Third, the Court did not hold that the FAA pre-empts state rules of law invalidating class action bans that do not force parties into class arbitration without their consent. The clear rule in some states is that, when a class action ban is illegal, the parties may choose between class arbitration and class action litigation. More states are likely to clarify their rules now, too.
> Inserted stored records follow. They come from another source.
PR #4630, opened 2024-02-07
EMCALCorrection, Fix fetched McParticles type for correct dereference

benedikt-voelkel:


benedikt-voelkel:
@mfasDa @ddobrigk could this be merged?
It will finally fix our AnalysisQC which is failing for quite some time now

mfasDa (approved):

PR #4644, opened 2024-02-08
DPL Analysis: remove uses of selected packs

aalkin:
This removes uses of selected packs from O2Physics, so that we can proceed with removing their recursive template definitions from O2. This will eventually considerably improve compilation times.


mpuccio (approved):

mpuccio:
I can't merge directly as this PR touches another directory as well, but OK for me.

jgrosseo (approved):

PR #4646, opened 2024-02-08
fixed issue with accessing BC globalIndex from event-selection

iarsene:


alibuild (approved):

PR #4648, opened 2024-02-09
Split centrality and multiplicity tables, produce only what is needed

njacazio:


ddobrigk (approved):
Cross-checked with @njacazio to be fine, approving, thanks!

PR #4661, opened 2024-02-10
PWGHF: Implement B0 ML and templatize task

AlexBigO:
Hi @fgrosa , I implemented the ML inference for B0 in the reduced workflow.

Modifs:
- new ML-dedicated header for B0
- reduced B0 selector adapted so one can use ML selection
- reduced B0 task templatized to process data/MC and also to process either with ML information on D meson or on B0 (if we want D meson ML scores, it is to train BDT for B0; and if we want B0 ML scores, we already used the D meson ML scores for the training so we don't need to access them again --> no need to access D meson and B0 ML scores simultaneously).
- a bug was fixed: the B0 candidate tables consumed by the MC process functions did not use to be filtered, they are now

@apalasciano I tag you in case you're interested in using ML for B+ :)

### DIFF
--- a/PWGHF/D2H/TableProducer/candidateSelectorB0ToDPiReduced.cxx
+++ b/PWGHF/D2H/TableProducer/candidateSelectorB0ToDPiReduced.cxx
@@ -68,15 +68,15 @@ struct HfCandidateSelectorB0ToDPiReduced {
   Configurable<std::vector<std::string>> namesInputFeatures{"namesInputFeatures", std::vector<std::string>{"feature1", "feature2"}, "Names of ML model input features"};
   // CCDB configuration
   Configurable<std::string> ccdbUrl{"ccdbUrl", "http://alice-ccdb.cern.ch", "url of the ccdb repository"};
-  Configurable<std::vector<std::string>> modelPathsCCDB{"modelPathsCCDB", std::vector<std::string>{"EventFiltering/PWGHF/BDTDPlus"}, "Paths of models on CCDB"};
-  Configurable<std::vector<std::string>> onnxFileNames{"onnxFileNames", std::vector<std::string>{"ModelHandler_onnx_DPlusToKPiPi.onnx"}, "ONNX file names for each pT bin (if not from CCDB full path)"};
+  Configurable<std::vector<std::string>> modelPathsCCDB{"modelPathsCCDB", std::vector<std::string>{"path_ccdb/BDT_B0/"}, "Paths of models on CCDB"};
+  Configurable<std::vector<std::string>> onnxFileNames{"onnxFileNames", std::vector<std::string>{"ModelHandler_onnx_B0ToDPi.onnx"}, "ONNX file names for each pT bin (if not from CCDB full path)"};
   Configurable<int64_t> timestampCCDB{"timestampCCDB", -1, "timestamp of the ONNX file for ML model used to query in CCDB"};
   Configurable<bool> loadModelsFromCCDB{"loadModelsFromCCDB", false, "Flag to enable or disable the loading of models from CCDB"};
   // variable that will store the value of selectionFlagD (defined in dataCreatorDplusPiReduced.cxx)
   int mySelectionFlagD = -1;
 
   o2::analysis::HfMlResponseB0ToDPi<float> hfMlResponse;
-  std::vector<float> outputMlNotPreselected = {};
+  float outputMlNotPreselected = -1.;
   std::vector<float> outputMl = {};
   o2::ccdb::CcdbApi ccdbApi;
 
@@ -223,7 +223,7 @@ struct HfCandidateSelectorB0ToDPiReduced {
         // B0 ML selections
         std::vector<float> inputFeatures = hfMlResponse.getInputFeatures<withDmesMl>(hfCandB0, trackPi);
         bool isSelectedMl = hfMlResponse.isSelectedMl(inputFeatures, ptCandB0, outputMl);
-        hfMlB0ToDPiCandidate(outputMl);
+        hfMlB0ToDPiCandidate(outputMl[1]); // storing ML score for signal class
 
         if (!isSelectedMl) {
           hfSelB0ToDPiCandidate(statusB0ToDPi);
--- a/PWGHF/D2H/TableProducer/candidateSelectorB0ToDPiReduced.cxx
+++ b/PWGHF/D2H/TableProducer/candidateSelectorB0ToDPiReduced.cxx
@@ -21,6 +21,7 @@
 #include "Common/Core/TrackSelectorPID.h"
 
 #include "PWGHF/Core/HfHelper.h"
+#include "PWGHF/Core/HfMlResponseB0ToDPi.h"
 #include "PWGHF/Core/SelectorCuts.h"
 #include "PWGHF/DataModel/CandidateReconstructionTables.h"
 #include "PWGHF/DataModel/CandidateSelectionTables.h"
@@ -33,6 +34,7 @@ using namespace o2::analysis;
 
 struct HfCandidateSelectorB0ToDPiReduced {
   Produces<aod::HfSelB0ToDPi> hfSelB0ToDPiCandidate; // table defined in CandidateSelectionTables.h
+  Produces<aod::HfMlB0ToDPi> hfMlB0ToDPiCandidate;   // table defined in CandidateSelectionTables.h
 
   Configurable<float> ptCandMin{"ptCandMin", 0., "Lower bound of candidate pT"};
   Configurable<float> ptCandMax{"ptCandMax", 50., "Upper bound of candidate pT"};
@@ -57,16 +59,33 @@ struct HfCandidateSelectorB0ToDPiReduced {
   Configurable<LabeledArray<double>> cutsDmesMl{"cutsDmesMl", {hf_cuts_ml::cuts[0], hf_cuts_ml::nBinsPt, hf_cuts_ml::nCutScores, hf_cuts_ml::labelsPt, hf_cuts_ml::labelsDmesCutScore}, "D-meson ML cuts per pT bin"};
   // QA switch
   Configurable<bool> activateQA{"activateQA", false, "Flag to enable QA histogram"};
-
+  // B0 ML inference
+  Configurable<bool> applyB0Ml{"applyB0Ml", false, "Flag to apply ML selections"};
+  Configurable<std::vector<double>> binsPtB0Ml{"binsPtB0Ml", std::vector<double>{hf_cuts_ml::vecBinsPt}, "pT bin limits for ML application"};
+  Configurable<std::vector<int>> cutDirB0Ml{"cutDirB0Ml", std::vector<int>{hf_cuts_ml::vecCutDir}, "Whether to reject score values greater or smaller than the threshold"};
+  Configurable<LabeledArray<double>> cutsB0Ml{"cutsB0Ml", {hf_cuts_ml::cuts[0], hf_cuts_ml::nBinsPt, hf_cuts_ml::nCutScores, hf_cuts_ml::labelsPt, hf_cuts_ml::labelsCutScore}, "ML selections per pT bin"};
+  Configurable<int8_t> nClassesB0Ml{"nClassesB0Ml", (int8_t)hf_cuts_ml::nCutScores, "Number of classes in ML model"};
+  Configurable<std::vector<std::string>> namesInputFeatures{"namesInputFeatures", std::vector<std::string>{"feature1", "feature2"}, "Names of ML model input features"};
+  // CCDB configuration
+  Configurable<std::string> ccdbUrl{"ccdbUrl", "http://alice-ccdb.cern.ch", "url of the ccdb repository"};
+  Configurable<std::vector<std::string>> modelPathsCCDB{"modelPathsCCDB", std::vector<std::string>{"EventFiltering/PWGHF/BDTDPlus"}, "Paths of models on CCDB"};
+  Configurable<std::vector<std::string>> onnxFileNames{"onnxFileNames", std::vector<std::string>{"ModelHandler_onnx_DPlusToKPiPi.onnx"}, "ONNX file names for each pT bin (if not from CCDB full path)"};
+  Configurable<int64_t> timestampCCDB{"timestampCCDB", -1, "timestamp of the ONNX file for ML model used to query in CCDB"};
+  Configurable<bool> loadModelsFromCCDB{"loadModelsFromCCDB", false, "Flag to enable or disable the loading of models from CCDB"};
   // variable that will store the value of selectionFlagD (defined in dataCreatorDplusPiReduced.cxx)
   int mySelectionFlagD = -1;
 
-  HfHelper hfHelper;
-  TrackSelectorPi selectorPion;
+  o2::analysis::HfMlResponseB0ToDPi<float> hfMlResponse;
+  std::vector<float> outputMlNotPreselected = {};
+  std::vector<float> outputMl = {};
+  o2::ccdb::CcdbApi ccdbApi;
 
-  HistogramRegistry registry{"registry"};
+  TrackSelectorPi selectorPion;
+  HfHelper hfHelper;
 
   using TracksPion = soa::Join<HfRedTracks, HfRedTracksPid>;
+
+  HistogramRegistry registry{"registry"};
 
   void init(InitContext const& initContext)
   {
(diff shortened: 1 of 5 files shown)


AlexBigO:
Hi, it looks like I can't pass both Clang-format and MegaLinter simultaneously (because of a macro defined in `HfMlResponseB0ToDPi.h`). Does someone know how to overcome this, please?

PWGHF/D2H/TableProducer/candidateSelectorB0ToDPiReduced.cxx
```diff
@@ -57,17 +59,34 @@ struct HfCandidateSelectorB0ToDPiReduced {
...
+  Configurable<std::vector<int>> cutDirB0Ml{"cutDirB0Ml", std::vector<int>{hf_cuts_ml::vecCutDir}, "Whether to reject score values greater or smaller than the threshold"};
+  Configurable<LabeledArray<double>> cutsB0Ml{"cutsB0Ml", {hf_cuts_ml::cuts[0], hf_cuts_ml::nBinsPt, hf_cuts_ml::nCutScores, hf_cuts_ml::labelsPt, hf_cuts_ml::labelsCutScore}, "ML selections per pT bin"};
+  Configurable<int8_t> nClassesB0Ml{"nClassesB0Ml", (int8_t)hf_cuts_ml::nCutScores, "Number of classes in ML model"};
+  Configurable<std::vector<std::string>> namesInputFeatures{"namesInputFeatures", std::vector<std::string>{"feature1", "feature2"}, "Names of ML model input features"};
+  // CCDB configuration
+  Configurable<std::string> ccdbUrl{"ccdbUrl", "http://alice-ccdb.cern.ch", "url of the ccdb repository"};
+  Configurable<std::vector<std::string>> modelPathsCCDB{"modelPathsCCDB", std::vector<std::string>{"EventFiltering/PWGHF/BDTDPlus"}, "Paths of models on CCDB"};
+  Configurable<std::vector<std::string>> onnxFileNames{"onnxFileNames", std::vector<std::string>{"ModelHandler_onnx_DPlusToKPiPi.onnx"}, "ONNX file names for each pT bin (if not from CCDB full path)"};
```
fgrosa, line 72: Maybe here we can put a "dummy" example instead of a real one for the D+? (just to be sure that people don't run it without a proper model and get a random output)

PWGHF/D2H/TableProducer/candidateSelectorB0ToDPiReduced.cxx
```diff
@@ -57,17 +59,34 @@ struct HfCandidateSelectorB0ToDPiReduced {
   Configurable<LabeledArray<double>> cutsDmesMl{"cutsDmesMl", {hf_cuts_ml::cuts[0], hf_cuts_ml::nBinsPt, hf_cuts_ml::nCutScores, hf_cuts_ml::labelsPt, hf_cuts_ml::labelsDmesCutScore}, "D-meson ML cuts per pT bin"};
   // QA switch
   Configurable<bool> activateQA{"activateQA", false, "Flag to enable QA histogram"};
-
+  // B0 ML inference
+  Configurable<bool> applyB0Ml{"applyB0Ml", false, "Flag to apply ML selections"};
+  Configurable<std::vector<double>> binsPtB0Ml{"binsPtB0Ml", std::vector<double>{hf_cuts_ml::vecBinsPt}, "pT bin limits for ML application"};
+  Configurable<std::vector<int>> cutDirB0Ml{"cutDirB0Ml", std::vector<int>{hf_cuts_ml::vecCutDir}, "Whether to reject score values greater or smaller than the threshold"};
+  Configurable<LabeledArray<double>> cutsB0Ml{"cutsB0Ml", {hf_cuts_ml::cuts[0], hf_cuts_ml::nBinsPt, hf_cuts_ml::nCutScores, hf_cuts_ml::labelsPt, hf_cuts_ml::labelsCutScore}, "ML selections per pT bin"};
+  Configurable<int8_t> nClassesB0Ml{"nClassesB0Ml", (int8_t)hf_cuts_ml::nCutScores, "Number of classes in ML model"};
```
fgrosa, line 67: Unless I miss something, for B mesons the ML classifier should always be binary (signal and background). Hence I was wondering whether it is necessary to define a `std::vector` for it, or simply use a value. 
Maybe we could start to support a single value and in the future if there will be a usecase for multi-class classification for B mesons we can extend it.

PWGHF/D2H/TableProducer/candidateSelectorB0ToDPiReduced.cxx
```diff
@@ -57,17 +59,34 @@ struct HfCandidateSelectorB0ToDPiReduced {
...
+  Configurable<int64_t> timestampCCDB{"timestampCCDB", -1, "timestamp of the ONNX file for ML model used to query in CCDB"};
+  Configurable<bool> loadModelsFromCCDB{"loadModelsFromCCDB", false, "Flag to enable or disable the loading of models from CCDB"};
   // variable that will store the value of selectionFlagD (defined in dataCreatorDplusPiReduced.cxx)
   int mySelectionFlagD = -1;
 
-  HfHelper hfHelper;
-  TrackSelectorPi selectorPion;
+  o2::analysis::HfMlResponseB0ToDPi<float> hfMlResponse;
+  std::vector<float> outputMlNotPreselected = {};
+  std::vector<float> outputMl = {};
```
fgrosa, line 80: See above the comment about the number of classes.

PWGHF/DataModel/CandidateSelectionTables.h
```diff
@@ -237,12 +237,16 @@ DECLARE_SOA_TABLE(HfSelLcToK0sP, "AOD", "HFSELLCK0SP", //!
 
 namespace hf_sel_candidate_b0
 {
-DECLARE_SOA_COLUMN(IsSelB0ToDPi, isSelB0ToDPi, int); //!
+DECLARE_SOA_COLUMN(IsSelB0ToDPi, isSelB0ToDPi, int);                  //!
+DECLARE_SOA_COLUMN(MlProbB0ToDPi, mlProbB0ToDPi, std::vector<float>); //!
```
fgrosa, line 241: See above the comment about the number of classes.

PWGHF/D2H/Tasks/taskB0Reduced.cxx
```diff
@@ -76,6 +78,8 @@ DECLARE_SOA_TABLE(HfRedCandB0Lites, "AOD", "HFREDCANDB0LITE", //! Table with som
                   hf_cand_b0_reduced::Prong0MlScoreBkg,
                   hf_cand_b0_reduced::Prong0MlScorePrompt,
                   hf_cand_b0_reduced::Prong0MlScoreNonprompt,
+                  hf_cand_b0_lite::MlScoreBkg,
+                  hf_cand_b0_lite::MlScorePrompt,
```
fgrosa, line 82: There is no need to have both, one is the complement of the other one.

PWGHF/D2H/Tasks/taskB0Reduced.cxx
```diff
@@ -57,6 +57,8 @@ DECLARE_SOA_COLUMN(ImpactParameterProduct, impactParameterProduct, float);   //!
 DECLARE_SOA_COLUMN(Cpa, cpa, float);                                         //! Cosine pointing angle of candidate
 DECLARE_SOA_COLUMN(CpaXY, cpaXY, float);                                     //! Cosine pointing angle of candidate in transverse plane
 DECLARE_SOA_COLUMN(MaxNormalisedDeltaIP, maxNormalisedDeltaIP, float);       //! Maximum normalized difference between measured and expected impact parameter of candidate prongs
+DECLARE_SOA_COLUMN(MlScoreBkg, mlScoreBkg, float);                           //! ML score for background class
+DECLARE_SOA_COLUMN(MlScorePrompt, mlScorePrompt, float);                     //! ML score for prompt class
```
fgrosa, line 61: There is no need to have both, one is the complement of the other one.

PWGHF/D2H/Tasks/taskB0Reduced.cxx
```diff
@@ -262,14 +272,23 @@ struct HfTaskB0Reduced {
...
           registry.add("hMlScoreNonPromptDRecBg", "B^{0} candidates (unmatched);#it{p}_{T}(D^{#minus}) (GeV/#it{c});prong0, D^{#minus} ML nonprompt score;entries", {HistType::kTH2F, {axisPtDminus, axisMlScore}});
         }
+        // ML scores of B0 candidate
+        if (doprocessMcWithB0Ml) {
+          // signal
+          registry.add("hMlScoreBkgB0RecSig", "B^{0} candidates (matched);#it{p}_{T}(B^{0}) (GeV/#it{c});prong0, B^{0} ML background score;entries", {HistType::kTH2F, {axisPtB0, axisMlScore}});
+          registry.add("hMlScorePromptB0RecSig", "B^{0} candidates (matched);#it{p}_{T}(B^{0}) (GeV/#it{c});prong0, B^{0} ML prompt score;entries", {HistType::kTH2F, {axisPtB0, axisMlScore}});
+          // background
+          registry.add("hMlScoreBkgB0RecBg", "B^{0} candidates (unmatched);#it{p}_{T}(B^{0}) (GeV/#it{c});prong0, B^{0} ML background score;entries", {HistType::kTH2F, {axisPtB0, axisMlScore}});
+          registry.add("hMlScorePromptB0RecBg", "B^{0} candidates (unmatched);#it{p}_{T}(B^{0}) (GeV/#it{c});prong0, B^{0} ML prompt score;entries", {HistType::kTH2F, {axisPtB0, axisMlScore}});
```
fgrosa, line 282: There is no need to have both scores, one is the complement of the other one.

PWGHF/D2H/Tasks/taskB0Reduced.cxx
```diff
@@ -315,199 +336,161 @@ struct HfTaskB0Reduced {
...
+            registry.fill(HIST("hDecayTypeMc"), 1 + hf_cand_b0::DecayTypeMc::B0ToDplusPiToPiKPiPi, invMassB0, ptCandB0);
+          }
+          if constexpr (withDmesMl) {
+            registry.fill(HIST("hMlScoreBkgDRecSig"), ptD, candidate.prong0MlScoreBkg());
+            registry.fill(HIST("hMlScorePromptDRecSig"), ptD, candidate.prong0MlScorePrompt());
+            registry.fill(HIST("hMlScoreNonPromptDRecSig"), ptD, candidate.prong0MlScoreNonprompt());
+          }
+          if constexpr (withB0Ml) {
+            registry.fill(HIST("hMlScoreBkgB0RecSig"), ptCandB0, candidate.mlProbB0ToDPi()[0]);
+            registry.fill(HIST("hMlScorePromptB0RecSig"), ptCandB0, candidate.mlProbB0ToDPi()[1]);
```
fgrosa, line 377: There is no need to have both, one is the complement of the other one.

PWGHF/D2H/Tasks/taskB0Reduced.cxx
```diff
@@ -315,199 +336,161 @@ struct HfTaskB0Reduced {
...
+          registry.fill(HIST("hCospDRecBg"), ptD, cospD);
+          registry.fill(HIST("hCospXyDRecBg"), ptD, cospXyD);
+          if constexpr (withDmesMl) {
+            registry.fill(HIST("hMlScoreBkgDRecBg"), ptD, candidate.prong0MlScoreBkg());
+            registry.fill(HIST("hMlScorePromptDRecBg"), ptD, candidate.prong0MlScorePrompt());
+            registry.fill(HIST("hMlScoreNonPromptDRecBg"), ptD, candidate.prong0MlScoreNonprompt());
+          }
+          if constexpr (withB0Ml) {
+            registry.fill(HIST("hMlScoreBkgB0RecBg"), ptCandB0, candidate.mlProbB0ToDPi()[0]);
+            registry.fill(HIST("hMlScorePromptB0RecBg"), ptCandB0, candidate.mlProbB0ToDPi()[1]);
```
fgrosa, line 405: There is no need to have both, one is the complement of the other one.

PWGHF/D2H/Tasks/taskB0Reduced.cxx
```diff
@@ -315,199 +336,161 @@ struct HfTaskB0Reduced {
...
-        registry.fill(HIST("hMlScorePromptD"), ptD, candidate.prong0MlScorePrompt());
-        registry.fill(HIST("hMlScoreNonPromptD"), ptD, candidate.prong0MlScoreNonprompt());
+        if constexpr (withDmesMl) {
+          registry.fill(HIST("hMlScoreBkgD"), ptD, candidate.prong0MlScoreBkg());
+          registry.fill(HIST("hMlScorePromptD"), ptD, candidate.prong0MlScorePrompt());
+          registry.fill(HIST("hMlScoreNonPromptD"), ptD, candidate.prong0MlScoreNonprompt());
+        }
+        if constexpr (withB0Ml) {
+          registry.fill(HIST("hMlScoreBkgB0"), ptCandB0, candidate.mlProbB0ToDPi()[0]);
+          registry.fill(HIST("hMlScorePromptB0"), ptCandB0, candidate.mlProbB0ToDPi()[1]);
```
fgrosa, line 443: There is no need to have both, one is the complement of the other one.

PWGHF/D2H/Tasks/taskB0Reduced.cxx
```diff
@@ -315,199 +336,161 @@ struct HfTaskB0Reduced {
...
       float pseudoRndm = ptD * 1000. - (int64_t)(ptD * 1000);
-      if (ptCandB0 >= ptMaxForDownSample || pseudoRndm < downSampleBkgFactor) {
-        int8_t flag{0};
-        int8_t origin{0};
+      if (flagMcMatchRec != 0 || (((doMc && fillBackground) || !doMc) && (ptCandB0 >= ptMaxForDownSample || pseudoRndm < downSampleBkgFactor))) {
         float prong0MlScoreBkg = -1.;
         float prong0MlScorePrompt = -1.;
         float prong0MlScoreNonprompt = -1.;
+        float candidateMlScoreBkg = -1;
+        float candidateMlScorePrompt = -1;
```
fgrosa, line 477: There is no need to have both, one is the complement of the other one.

PWGHF/D2H/Tasks/taskB0Reduced.cxx
```diff
@@ -315,199 +336,161 @@ struct HfTaskB0Reduced {
...
         if constexpr (withDmesMl) {
           prong0MlScoreBkg = candidate.prong0MlScoreBkg();
           prong0MlScorePrompt = candidate.prong0MlScorePrompt();
           prong0MlScoreNonprompt = candidate.prong0MlScoreNonprompt();
         }
+        if constexpr (withB0Ml) {
+          candidateMlScoreBkg = candidate.mlProbB0ToDPi()[0];
+          candidateMlScorePrompt = candidate.mlProbB0ToDPi()[1];
+        }
```
fgrosa, line 486: There is no need to have both, one is the complement of the other one.

fgrosa (changes requested):
Thanks a lot @AlexBigO!
I essentially just have a comment about the dimensionality of the output score (since in binary classification signal score = 1 - background score I would only store and use one value)

Regarding the clang format vs Megalinter issue, we had exactly the same for the Lc->pKpi channel with @mfaggin and in the end we merged it with Megalinter red, but maybe @vkucera has a solution for that.

PWGHF/D2H/TableProducer/candidateSelectorB0ToDPiReduced.cxx
AlexBigO: Currently, the way the [`MlResponse`](https://github.com/AliceO2Group/O2Physics/blob/master/Tools/ML/MlResponse.h#L60) class is written, we need vectors as input. In the config, one just needs to deactivate one of the two scores (with `cutDir = 2`) to use only one score.

PWGHF/D2H/TableProducer/candidateSelectorB0ToDPiReduced.cxx
AlexBigO: I have to keep the `outputMl` as a vector as [this function](https://github.com/AliceO2Group/O2Physics/blob/master/Tools/ML/MlResponse.h#L183) requires a vector. However, I only store `outputMl[1]` in the AOD table in the end.

vkucera:
> Hi, it looks like I can't pass both Clang-format and MegaLinter simultaneously (because of a macro defined in `HfMlResponseB0ToDPi.h`). Does someone know how to overcome this, please?

This seems to be coming from a conflict between the different clang-format versions used in the two CI checks. For now, I would suggest to fix the formatting according to the clang-format check (which is required for the merging) and merge the PR despite the failing MegaLinter check.

AlexBigO:
> > Hi, it looks like I can't pass both Clang-format and MegaLinter simultaneously (because of a macro defined in `HfMlResponseB0ToDPi.h`). Does someone know how to overcome this, please?
> 
> This seems to be coming from a conflict between the different clang-format versions used in the two CI checks. For now, I would suggest to fix the formatting according to the clang-format check (which is required for the merging) and merge the PR despite the failing MegaLinter check.

Hi Vit, I will do this then. Thanks!

PR #4668, opened 2024-02-11
Second step towards identified analysis

victor-gonzalez:
Also collisions within ITS read out frame border are rejected


alibuild (approved):

PR #4671, opened 2024-02-12
PWGEM/PhotonMeson: revert mean ITS cluster size cut

dsekihat:
revert mean ITS cluster size cut


alibuild (approved):

PR #4674, opened 2024-02-12
Fix bc() access

fmazzasc:
@mdiotti


alibuild (approved):

PR #5381, opened 2024-03-26
PWGHF: Add ML scores in derived D0 and Lc tables

vkucera:


nzardosh:
Hi @vkucera , thanks for the PR. Can you provide a configurable so that the ml table is always filled even if the non ml process is selected? Otherwise all tasks that want to use the derived output later also need separate ml process functions

vkucera:
> Hi @vkucera , thanks for the PR. Can you provide a configurable so that the ml table is always filled even if the non ml process is selected? Otherwise all tasks that want to use the derived output later also need separate ml process functions

It's already there: `fillCandidateMl`

alibuild (approved):

PR #5383, opened 2024-03-26
PWGHF: fix loop over generated particles toXiPi

ZFederica:
Fix loop over generated particles in candidateCreatorToXiPi: now at each step of the decay chain all the daughters are taken into account


ZFederica:
@fcatalan92

fcatalan92 (approved):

Fourth, the Court did not hold that the FAA pre-empts state rules of law declaring class action bans ­unconscionable when the evidence proves that they would effectively preclude consumers from vindicating their rights and immunize defendants from liability. Several states have rules like this. The question presented in Concepcion was “Whether the FAA preempts States from conditioning the enforcement of an arbitration agreement on the availability of particular procedures — here, class-wide arbitration — when those procedures are not necessary to ensure that the parties to the arbitration agreement are able to vindicate their claims.”

The Court has never held that the FAA pre-empts states from conditioning the enforcement of arbitration agreements on the availability of procedures that are necessary to ensure the parties can vindicate their claims. Indeed, in at least four cases, the Court has described and justified arbitration as moving parties to a cheaper, faster, less formal forum without affecting their substantive rights and said that arbitration clauses are not enforceable if they preclude plaintiffs from “effectively vindicating” their rights. Nothing in Concepcion overturned those cases.

Fifth, the Court did not hold that corporations can ban any class actions brought under federal law. Concepcion addressed whether the FAA pre-empts particular rules of state law. The FAA does not pre-empt other federal law. Moreover, several federal courts have held that class action bans violate the FAA when, for example, the costs or claims involved (e.g., antitrust claims that would require expensive and complex expert testimony) preclude individual litigation.

Sixth, there are strong arguments that Concepcion‘s holding does not apply in state court. Justice Clarence Thomas, who provided the critical fifth vote, has insisted in five separate cases that the FAA does not apply to cases in state court. If Concepcion had come to the Court from state court, he would likely have voted against pre-emption.

Finally, the Court’s ruling does not affect class actions in which arbitration clauses or class action bans were adopted with inadequate notice or consent, during the course of litigation or in circumstances of fraud, duress or mutual mistake involving the arbitration clause. Nor does it affect class actions in which clauses or bans are unconscionable or invalid for other reasons, or do not exist.

Concepcion was wrongly decided. The Discover Bank rule made common sense and was not biased against arbitration. It automatically preserved class actions when they are most needed — when corporations could otherwise cheat consumers and get off scot-free. The facts about AT&T’s arbitration clause, which the Court did not consider, demonstrate that. In contrast, Concepcion ensures that more money will be transferred illegally from consumers and workers to corporations. The Court’s dramatic expansion of FAA pre-emption is one more reason that Congress and regulatory agencies should ban mandatory arbitration of consumer and employment claims. In the meantime, however, to paraphrase Mark Twain, the reports of class actions’ death are greatly exaggerated.

Arthur H. Bryant is the executive director of Public Justice, a national public interest law firm dedicated to preserving access to justice. Public Justice filed an amicus brief opposing federal pre-emption in Concepcion.